PR #39403, opened 2025-10-09
Auth Report Fixes

jordienr:
- moves usage queries to 1 query

Having different queries for each makes it difficult to always have the same number of data points and timestamps in the final data, specially after transformations, by moving it to 1 query we make sure the 4 related charts have the same data, and comparing the different metrics more robust.

- fixes refresh

### DIFF
--- a/apps/studio/data/reports/v2/auth.config.ts
+++ b/apps/studio/data/reports/v2/auth.config.ts
@@ -145,14 +145,6 @@ function buildAuthLatencyAllSQL(
   endDate: string
 ) {
   const granularity = analyticsIntervalToGranularity(interval)
-  const groupByProvider = Boolean(filters?.provider && filters.provider.length > 0)
-
-  const providerClause =
-    filters?.provider && filters.provider.length > 0
-      ? `AND COALESCE(JSON_VALUE(event_message, '$.provider'), 'unknown') IN (${filters.provider
-          .map((p) => `'${p.replace(/'/g, "\\'")}'`)
-          .join(', ')})`
-      : ''
 
   return `
     -- Auth latency (sign-in + sign-up), single scan, FE does zero-fill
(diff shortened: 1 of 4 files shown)


apps/studio/data/reports/v2/auth.config.ts
```diff
@@ -33,177 +33,205 @@ const METRIC_KEYS = [
...
+    base AS (
+      SELECT
+        TIMESTAMP_TRUNC(timestamp, ${granularity}) AS ts,
+        COALESCE(JSON_VALUE(event_message, '$.auth_event.action'), JSON_VALUE(event_message, '$.action')) AS action,
+        COALESCE(JSON_VALUE(event_message, '$.auth_event.actor_id'), JSON_VALUE(event_message, '$.user_id')) AS actor_id,
+        COALESCE(JSON_VALUE(event_message, '$.provider'), 'unknown') AS provider,
+        JSON_VALUE(event_message, '$.login_method') AS login_method,
+        CASE
+          WHEN JSON_VALUE(event_message, '$.metering') IS NOT NULL THEN LOWER(JSON_VALUE(event_message, '$.metering'))
+          WHEN JSON_QUERY(event_message, '$.metering') = 'true' THEN 'true'
```
charislam, line 79: Not super familiar with BigQuery, but is it impossible for the second branch to be hit?

charislam (commented):
Dunno if I'm thinking about this the wrong way, but the numbers aren't what I expected. I added a single new user on a project I haven't touched in days, and the logs show what I expect with a single call to `/admin/users`:

Image

But in reports, I get 2 active users:

Image

apps/studio/data/reports/v2/auth.config.ts
jordienr: yup sorry not done with the PR, shouldve made a draft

**Exercise:** Write out all of the records exactly as they stand above.

**Answer space:**
PR #39403, opened 2025-10-09
Auth Report Fixes

jordienr:
- moves usage queries to 1 query

Having different queries for each makes it difficult to always have the same number of data points and timestamps in the final data, specially after transformations, by moving it to 1 query we make sure the 4 related charts have the same data, and comparing the different metrics more robust.

- fixes refresh

### DIFF
--- a/apps/studio/data/reports/v2/auth.config.ts
+++ b/apps/studio/data/reports/v2/auth.config.ts
@@ -145,14 +145,6 @@ function buildAuthLatencyAllSQL(
   endDate: string
 ) {
   const granularity = analyticsIntervalToGranularity(interval)
-  const groupByProvider = Boolean(filters?.provider && filters.provider.length > 0)
-
-  const providerClause =
-    filters?.provider && filters.provider.length > 0
-      ? `AND COALESCE(JSON_VALUE(event_message, '$.provider'), 'unknown') IN (${filters.provider
-          .map((p) => `'${p.replace(/'/g, "\\'")}'`)
-          .join(', ')})`
-      : ''
 
   return `
     -- Auth latency (sign-in + sign-up), single scan, FE does zero-fill
(diff shortened: 1 of 4 files shown)


apps/studio/data/reports/v2/auth.config.ts
```diff
@@ -33,177 +33,205 @@ const METRIC_KEYS = [
...
+    base AS (
+      SELECT
+        TIMESTAMP_TRUNC(timestamp, ${granularity}) AS ts,
+        COALESCE(JSON_VALUE(event_message, '$.auth_event.action'), JSON_VALUE(event_message, '$.action')) AS action,
+        COALESCE(JSON_VALUE(event_message, '$.auth_event.actor_id'), JSON_VALUE(event_message, '$.user_id')) AS actor_id,
+        COALESCE(JSON_VALUE(event_message, '$.provider'), 'unknown') AS provider,
+        JSON_VALUE(event_message, '$.login_method') AS login_method,
+        CASE
+          WHEN JSON_VALUE(event_message, '$.metering') IS NOT NULL THEN LOWER(JSON_VALUE(event_message, '$.metering'))
+          WHEN JSON_QUERY(event_message, '$.metering') = 'true' THEN 'true'
```
charislam, line 79: Not super familiar with BigQuery, but is it impossible for the second branch to be hit?

charislam (commented):
Dunno if I'm thinking about this the wrong way, but the numbers aren't what I expected. I added a single new user on a project I haven't touched in days, and the logs show what I expect with a single call to `/admin/users`:

Image

But in reports, I get 2 active users:

Image

apps/studio/data/reports/v2/auth.config.ts
jordienr: yup sorry not done with the PR, shouldve made a draft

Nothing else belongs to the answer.